PR #3345, opened 2025-09-21
Rationalize prefix handling for project factory automation resources

ludoo:
This PR rationalizes handling of prefix in project factory automation resources by

- skipping the global prefix in service account names, to simplify length constraints and adopt the convention used in the FAST org setup stage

::::::::::

▶ [What to work on]:
Only the lines from the line with "Rationalize prefix handling" to the final line of the entries are to be returned, each exactly as written, both ends included.

▶ [Response to this task]:
Rationalize prefix handling for project factory automation resources

ludoo:
This PR rationalizes handling of prefix in project factory automation resources by

- skipping the global prefix in service account names, to simplify length constraints and adopt the convention used in the FAST org setup stage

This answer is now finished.